PR #40613, opened 2024-09-10
[fix](bytebuffer) fix allocate size improper in append_and_flush

sollhui:
fix allocate size improper in append_and_flush introduced by https://github.com/apache/doris/pull/38960

PR #38960, opened 2024-08-06
[opt](bytebuffer) allocate ByteBuffer memory by Allocator and make it exception safe

sollhui:
At present, the memory allocation of `ByteBuffer` is done through `new char[capacity_]`. Now, it is uniformly allocated by `Allocator` for the following purposes:
1. Better memory statistics
2. Better support for memory limit check

PR #41133, opened 2024-09-23
[fix](bytebuffer) fix allocate size improper in append_and_flush (#40613)

sollhui:
pick (#40613)

fix allocate size improper in append_and_flush introduced by https://github.com/apache/doris/pull/38960


sollhui:
run buildall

REQUIRED ACTION:
Every record above should be output exactly.

SOLUTION TO THE EXERCISE:
PR #40613, opened 2024-09-10
[fix](bytebuffer) fix allocate size improper in append_and_flush

sollhui:
fix allocate size improper in append_and_flush introduced by https://github.com/apache/doris/pull/38960

PR #38960, opened 2024-08-06
[opt](bytebuffer) allocate ByteBuffer memory by Allocator and make it exception safe

sollhui:
At present, the memory allocation of `ByteBuffer` is done through `new char[capacity_]`. Now, it is uniformly allocated by `Allocator` for the following purposes:
1. Better memory statistics
2. Better support for memory limit check

PR #41133, opened 2024-09-23
[fix](bytebuffer) fix allocate size improper in append_and_flush (#40613)

sollhui:
pick (#40613)

fix allocate size improper in append_and_flush introduced by https://github.com/apache/doris/pull/38960


sollhui:
run buildall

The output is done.